### Records provided:
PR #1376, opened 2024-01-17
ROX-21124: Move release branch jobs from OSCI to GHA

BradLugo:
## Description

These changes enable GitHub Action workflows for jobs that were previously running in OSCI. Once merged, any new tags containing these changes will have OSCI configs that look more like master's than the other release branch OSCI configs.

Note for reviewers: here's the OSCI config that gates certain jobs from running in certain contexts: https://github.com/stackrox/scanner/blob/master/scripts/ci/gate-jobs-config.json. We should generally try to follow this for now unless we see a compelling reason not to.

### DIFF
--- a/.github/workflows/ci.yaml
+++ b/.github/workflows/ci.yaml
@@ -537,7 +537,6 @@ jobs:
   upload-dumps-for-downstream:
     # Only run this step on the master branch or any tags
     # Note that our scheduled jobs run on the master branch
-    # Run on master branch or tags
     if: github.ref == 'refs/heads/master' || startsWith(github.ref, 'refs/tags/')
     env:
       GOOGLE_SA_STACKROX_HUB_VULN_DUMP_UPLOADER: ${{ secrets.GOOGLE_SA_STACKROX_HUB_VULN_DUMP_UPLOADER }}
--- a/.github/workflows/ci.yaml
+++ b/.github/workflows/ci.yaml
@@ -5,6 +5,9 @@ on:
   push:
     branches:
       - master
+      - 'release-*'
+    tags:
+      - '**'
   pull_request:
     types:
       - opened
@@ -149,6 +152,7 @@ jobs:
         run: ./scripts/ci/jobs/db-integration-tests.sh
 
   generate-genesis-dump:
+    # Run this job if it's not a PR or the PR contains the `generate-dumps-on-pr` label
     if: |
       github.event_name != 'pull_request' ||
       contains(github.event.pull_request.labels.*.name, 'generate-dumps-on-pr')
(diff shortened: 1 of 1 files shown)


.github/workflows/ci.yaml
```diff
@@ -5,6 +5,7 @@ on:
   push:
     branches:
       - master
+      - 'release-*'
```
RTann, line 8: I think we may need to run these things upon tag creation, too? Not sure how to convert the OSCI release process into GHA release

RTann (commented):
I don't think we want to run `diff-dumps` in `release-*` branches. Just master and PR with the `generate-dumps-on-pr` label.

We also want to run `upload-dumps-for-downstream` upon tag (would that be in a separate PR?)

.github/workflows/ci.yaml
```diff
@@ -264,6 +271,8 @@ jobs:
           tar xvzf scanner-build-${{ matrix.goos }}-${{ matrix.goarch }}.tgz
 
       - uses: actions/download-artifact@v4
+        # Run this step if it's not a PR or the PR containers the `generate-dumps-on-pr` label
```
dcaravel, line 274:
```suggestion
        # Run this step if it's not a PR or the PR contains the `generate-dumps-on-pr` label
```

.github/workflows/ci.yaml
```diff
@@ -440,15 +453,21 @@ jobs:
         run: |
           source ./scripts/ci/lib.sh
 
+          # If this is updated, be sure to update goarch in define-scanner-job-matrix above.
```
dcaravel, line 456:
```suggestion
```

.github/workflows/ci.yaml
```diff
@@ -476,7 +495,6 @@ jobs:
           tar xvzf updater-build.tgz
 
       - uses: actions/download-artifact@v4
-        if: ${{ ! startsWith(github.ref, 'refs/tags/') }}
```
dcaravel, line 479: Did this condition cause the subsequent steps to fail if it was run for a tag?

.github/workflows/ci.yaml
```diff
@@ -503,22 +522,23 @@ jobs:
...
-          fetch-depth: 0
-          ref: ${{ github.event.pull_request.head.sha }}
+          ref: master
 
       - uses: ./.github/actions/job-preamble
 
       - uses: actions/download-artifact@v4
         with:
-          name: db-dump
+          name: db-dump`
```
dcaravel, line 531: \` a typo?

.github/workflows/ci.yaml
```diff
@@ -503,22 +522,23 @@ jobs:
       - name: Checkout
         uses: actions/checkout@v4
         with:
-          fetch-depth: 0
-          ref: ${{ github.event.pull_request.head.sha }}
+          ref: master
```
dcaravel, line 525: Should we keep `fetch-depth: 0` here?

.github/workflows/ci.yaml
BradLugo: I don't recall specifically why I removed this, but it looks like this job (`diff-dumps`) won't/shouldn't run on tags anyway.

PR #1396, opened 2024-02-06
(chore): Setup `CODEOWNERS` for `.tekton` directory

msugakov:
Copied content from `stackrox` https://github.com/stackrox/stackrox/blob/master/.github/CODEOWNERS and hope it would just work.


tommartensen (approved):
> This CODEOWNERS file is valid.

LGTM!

### What is being asked:
Set down exactly the lines from the start of the records to the line with "I don't think". Include that line, and add nothing more.

### Reply:
PR #1376, opened 2024-01-17
ROX-21124: Move release branch jobs from OSCI to GHA

BradLugo:
## Description

These changes enable GitHub Action workflows for jobs that were previously running in OSCI. Once merged, any new tags containing these changes will have OSCI configs that look more like master's than the other release branch OSCI configs.

Note for reviewers: here's the OSCI config that gates certain jobs from running in certain contexts: https://github.com/stackrox/scanner/blob/master/scripts/ci/gate-jobs-config.json. We should generally try to follow this for now unless we see a compelling reason not to.

### DIFF
--- a/.github/workflows/ci.yaml
+++ b/.github/workflows/ci.yaml
@@ -537,7 +537,6 @@ jobs:
   upload-dumps-for-downstream:
     # Only run this step on the master branch or any tags
     # Note that our scheduled jobs run on the master branch
-    # Run on master branch or tags
     if: github.ref == 'refs/heads/master' || startsWith(github.ref, 'refs/tags/')
     env:
       GOOGLE_SA_STACKROX_HUB_VULN_DUMP_UPLOADER: ${{ secrets.GOOGLE_SA_STACKROX_HUB_VULN_DUMP_UPLOADER }}
--- a/.github/workflows/ci.yaml
+++ b/.github/workflows/ci.yaml
@@ -5,6 +5,9 @@ on:
   push:
     branches:
       - master
+      - 'release-*'
+    tags:
+      - '**'
   pull_request:
     types:
       - opened
@@ -149,6 +152,7 @@ jobs:
         run: ./scripts/ci/jobs/db-integration-tests.sh
 
   generate-genesis-dump:
+    # Run this job if it's not a PR or the PR contains the `generate-dumps-on-pr` label
     if: |
       github.event_name != 'pull_request' ||
       contains(github.event.pull_request.labels.*.name, 'generate-dumps-on-pr')
(diff shortened: 1 of 1 files shown)


.github/workflows/ci.yaml
```diff
@@ -5,6 +5,7 @@ on:
   push:
     branches:
       - master
+      - 'release-*'
```
RTann, line 8: I think we may need to run these things upon tag creation, too? Not sure how to convert the OSCI release process into GHA release

RTann (commented):
I don't think we want to run `diff-dumps` in `release-*` branches. Just master and PR with the `generate-dumps-on-pr` label.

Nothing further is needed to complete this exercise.